Chemical Functionalization of Lignocellulosic Polymers for the Control of Interfacial Adhesion in Wood and Biofiber-Plastic Composites

摘要

Novel reaction pathways for the chemical functionalization of wood (and biofibers) have been proposed, with the view to improving interfacial adhesion in wood and biofiber-plastic composites. In a first approach, methyltrimethoxysilane (MTMS) was durably grafted in wood after prior modification of the lignocellulosic polymers with 3-isocyanatopropyltriethoxy-silane (IPTES), an alkoxysilane coupling agent. After the carbamoylation reaction between IPTES and wood, MTMS was attached at the grafted triethoxy-silane end groups in the form of polysiloxanes. In a second approach, K_2CO_3-catalyzed transesterification reactions between vinyl esters and wood hydroxyl groups were envisaged.
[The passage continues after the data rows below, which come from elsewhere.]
PR #633, opened 2019-06-12
Introduce slow mode to send leveldb write requests asynchronously

suzaku:

[Jira Issue](https://internal.pingcap.net/jira/browse/TOOL-1252)

When the downstream processing of `writeToValueLog` get blocked, the
buffered channel may get full and block incoming requests.

When the channel is full, switch to a slow mode.

In the slow mode, we don't send requests directly through the channel to
downstream.
Instead, a chaser is started to scan the written vlog from the last
unread pointer till the end, and send the scanned requests to the
channel that may still be full.

Once we return from the scanning, we conclude that the downstream
processing may have already resume by now.
So we try to exhaust any remaining unprocessed vlog and switch back to
the normal faster mode.
To exhaust the remaining unprocessed vlog, we need to first acquire the
write lock to prevent newer writes.
But we would limit this procedure to 3 seconds, and consider it failure
on timeout.

### Check List 

Tests 

 - Manual test
   I lowered the capacity of the buffered channel to be 10 and insert
`time.Sleep(10 * time.Seconds)` in `batchRequests` to simulate slow
processing.

Code changes

Side effects

   A write lock need to be acquired before writing a batch of vlog.
 - Increased code complexity

Related changes


pump/storage/chaser.go
```diff
@@ -0,0 +1,145 @@
...
+		return nil
+	})
+	log.Info("Finish scanning vlog", zap.Int("processed", count))
+	return errors.Trace(err)
+}
+
+func (sc *slowChaser) catchUpWithTimeout(timeout time.Duration) error {
+	errTimeout := errors.New("Recovery Timeout")
+	t0 := time.Now()
+	err := sc.vlog.scanRequests(*sc.lastUnreadPtr, func(req *request) error {
```
GregoryIan:
```
// currently we only use this in NewAppend** to scan the record which not write to KV but in the value log, so it's OK to hold the vlog.filesLock lock
func (vlog *valueLog) scan(start valuePointer, fn func(vp valuePointer, record *Record) error) error {
```

suzaku: Solved through #650

pump/storage/storage.go
```diff
@@ -847,15 +855,24 @@ func (a *Append) batchRequest(reqs chan *request, maxBatchNum int) chan []*reque
...
+			close(done)
+			cancel()
+		}()
 
 		var bufReqs []*request
 		var size int
 
 		write := func(batch []*request) {
+			slowChaser.WriteLock.Lock()
+			defer slowChaser.WriteLock.Unlock()
```
GregoryIan: I suggest don't use defer in hotpath

suzaku: `defer` is used here because:

1. `write` is a function more than 30 lines long with at least 4 exit paths, it's error-prone to insert `Unblock`s to the correct places;
1. The overhead introduced by using `defer` is trivial compared to the time it takes to save the binlog and then call `fsync`

suzaku:
Unnecessary attempts to recover from slow mode would slow down `WriteBinlog`.
To solve this problem, we can measure the time taken to catch up, and only try to recover if it's less than 1 second(or some other reasonable threshold).
If it's short enough, we may guess that:

1. There are not many logFiles scanned since the `lastUnreadPtr`
1. The output channel is not blocking

```diff
diff --git a/pump/storage/chaser.go b/pump/storage/chaser.go
index dc2c5163..aabde8f7 100644
--- a/pump/storage/chaser.go
+++ b/pump/storage/chaser.go
@@ -85,12 +85,19 @@ func (sc *slowChaser) Run(ctx context.Context) {
 			continue
 		}
 
+		t0 := time.Now()
 		err := sc.catchUp()
 		if err != nil {
 			log.Error("Failed to catch up", zap.Error(err))
 			continue
 		}
+		tCatchUp := time.Since(t0)
 
+		// Only try to recover if the catch up step takes less than 1 second,
+		// which means the slow chaser is quite close to the head of logs
+		if tCatchUp > time.Second {
+			continue
+		}
 		// Try to recover from slow mode in a limited time
 		// Once we hold the write lock, we can be sure the vlog is not being appended
 		sc.WriteLock.Lock()
diff --git a/pump/storage/storage.go b/pump/storage/storage.go
index 7a81ae02..72c34c0a 100644
--- a/pump/storage/storage.go
+++ b/pump/storage/storage.go
@@ -857,7 +857,7 @@ func (a *Append) batchRequest(reqs chan *request, maxBatchNum int) chan []*reque
 func (a *Append) writeToValueLog(reqs chan *request) chan *request {
 	ctx, cancel := context.WithCancel(context.Background())
 	done := make(chan *request, a.options.KVChanCapacity)
-	slowChaser := newSlowChaser(a.vlog, 3*time.Second, done)
+	slowChaser := newSlowChaser(a.vlog, time.Second, done)
 	go slowChaser.Run(ctx)
 
 	go func() {
```

pump/storage/storage.go
GregoryIan: ok, convincing explanation

GregoryIan:
@suzaku not sure if it is too strict, but can we also check the channel(toKV) remain length? I think it only need to satisfy one of them, then try final catch-up

GregoryIan:
I don't think there is a perfect strategy, as long as we control the number of attempts, like one time per minute

suzaku:
Below is a log snippet demonstrating how the above adjustment affect the slow chaser:

```
2019/07/03 12:02:25.292 +08:00] [INFO] [storage.go:127] [NewAppendWithResolver] [options="{\"ValueLogFileSize\":9000,\"Sync\":true,\"KVChanCapacity\":10,\"SlowWriteThreshold\":1,\"StopWriteAtAvailableSpace\":0,\"KVConfig\":null}"]
[2019/07/03 12:02:25.293 +08:00] [INFO] [storage.go:1296] ["open metadata db"] [config="{\"block-cache-capacity\":8388608,\"block-restart-interval\":16,\"block-size\":4096,\"compaction-L0-trigger\":8,\"compaction-table-size\":67108864,\"compaction-total-size\":536870912,\"compaction-total-size-multiplier\":8,\"write-buffer\":67108864,\"write-L0-pause-trigger\":24,\"write-L0-slowdown-trigger\":17}"]
[2019/07/03 12:02:25.337 +08:00] [INFO] [storage.go:210] ["Append info"] [gcTS=0] [maxCommitTS=0] [headPointer="{\"Fid\":0,\"Offset\":0}"] [handlePointer="{\"Fid\":0,\"Offset\":0}"]
[2019/07/03 12:02:25.350 +08:00] [INFO] [chaser.go:53] ["Slow chaser turned on"]
[2019/07/03 12:02:25.843 +08:00] [INFO] [chaser.go:118] ["Scanning requests to catch up with vlog"] [start="{\"Fid\":0,\"Offset\":240}"]
[2019/07/03 12:02:29.181 +08:00] [INFO] [chaser.go:126] ["Finish scanning vlog"] [processed=2522]
[2019/07/03 12:02:29.181 +08:00] [INFO] [chaser.go:118] ["Scanning requests to catch up with vlog"] [start="{\"Fid\":6,\"Offset\":9000}"]
[2019/07/03 12:02:29.184 +08:00] [INFO] [chaser.go:126] ["Finish scanning vlog"] [processed=469]
[2019/07/03 12:02:29.184 +08:00] [INFO] [chaser.go:101] ["Stopped writing temporarily to recover from slow mode"]
[2019/07/03 12:02:29.184 +08:00] [INFO] [chaser.go:131] ["Scanning requests to recover"] [start="{\"Fid\":8,\"Offset\":2650}"]
[2019/07/03 12:02:29.184 +08:00] [INFO] [chaser.go:59] ["Slow chaser turned off"]
[2019/07/03 12:02:29.184 +08:00] [INFO] [chaser.go:113] ["Successfully recover from slow mode"]
```
Note that the chaser didn't attempt to recover after the first catch up finished because it took more than 1 second.

pump/storage/chaser.go
```diff
@@ -0,0 +1,155 @@
...
+		err := sc.catchUp()
+		if err != nil {
+			log.Error("Failed to catch up", zap.Error(err))
+			continue
+		}
+		isSlowCatchUp := time.Since(t0) >= slowCatchUpThreshold
+		hasRecentRecoverAttempt := time.Since(sc.lastRecoverAttempt) <= recoveryCoolDown
+
+		if isSlowCatchUp || hasRecentRecoverAttempt {
+			continue
```
GregoryIan: output some logs here?

suzaku: Log added.

suzaku:
Some metrics I can think of that may be helpful in this scenario:

1. Count the events the slow chaser is turned on/off
1. Count failed catchUp/recovery

@GregoryIan Any suggestions?

pump/storage/chaser.go
```diff
@@ -0,0 +1,172 @@
...
+		case <-time.After(timeLeft):
+			// Return a custom error here to stop scanning
+			return errTimeout
+		}
+		return nil
+	})
+	return err
+}
+
+func (sc *slowChaser) waitUntilTurnedOn(ctx context.Context, checkInterval time.Duration) bool {
```
july2993: @return
true: it's cancel
false: we successfully wait for untilTurnedOn?

suzaku: Yes, should I make it a named returned value?

pump/storage/chaser.go
```diff
@@ -0,0 +1,172 @@
...
+	output             chan *request
+	WriteLock          sync.Mutex
+}
+
+func newSlowChaser(vlog *valueLog, recoveryTimeout time.Duration, output chan *request) *slowChaser {
+	return &slowChaser{
+		recoveryTimeout: recoveryTimeout,
+		vlog:            vlog,
+		output:          output,
+		WriteLock:       sync.Mutex{},
```
july2993: why not just sync.Mutex?

pump/storage/chaser.go
```diff
@@ -0,0 +1,172 @@
...
+		}
+
+		t0 := time.Now()
+		err := sc.catchUp()
+		if err != nil {
+			log.Error("Failed to catch up", zap.Error(err))
+			continue
+		}
+		tCatchUp := time.Since(t0)
+		slowChaserCatchUpTimeHistogram.Observe(float64(tCatchUp) / float64(time.Second))
```
july2993: you can use tCatchUp.Seconds()

pump/storage/storage.go
```diff
@@ -847,15 +855,24 @@ func (a *Append) batchRequest(reqs chan *request, maxBatchNum int) chan []*reque
...
 func (a *Append) writeToValueLog(reqs chan *request) chan *request {
+	ctx, cancel := context.WithCancel(context.Background())
 	done := make(chan *request, a.options.KVChanCapacity)
+	slowChaser := newSlowChaser(a.vlog, time.Second, done)
+	go slowChaser.Run(ctx)
 
 	go func() {
-		defer close(done)
+		defer func() {
+			close(done)
```
july2993: will put into a closed chan `done` and panic in `slowChaser` because the chaser is running

pump/storage/chaser.go
july2993: it's hard to know the behavior of `waitUntilTurnedOn` if I don't read the code, actually, I guess it will return true because it's name is `waitUntilTurnedOn` but the result is revert.

GregoryIan:
LGTM

pump/storage/storage.go
```diff
@@ -879,7 +896,19 @@ func (a *Append) writeToValueLog(reqs chan *request) chan *request {
...
+			}
+
+			if slowChaser.IsOn() {
+				return
+			}
+		SEND:
+			for _, req := range batch {
+				select {
+				case done <- req:
+				case <-time.After(10 * time.Millisecond):
```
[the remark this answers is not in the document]
suzaku: How long should we wait?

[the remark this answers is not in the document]
july2993: 3 second?

july2993:
please fix ci first

suzaku:
@july2993 I've added some new test cases, PTAL.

The feasibility of the reaction was verified with vinyl acetate, which was used as a model reactant. The reaction was subsequently applied to a selection of commercial vinyl esters bearing varied functionalities and led to esterified wood in high yield. Finally, dibutyltin oxide-catalyzed ester/ester or ester/alkoxysilane interchange reactions were envisaged, with acetylated wood as a starting material: the exchange between the pendant ester groups of acetylated wood and methyl benzoate or MTMS, was successfully achieved at high temperature. All of the reactions investigated were confirmed by Fourier-transform infrared and ~(13)C (or ~(29)Si) CP-MAS NMR spectroscopy.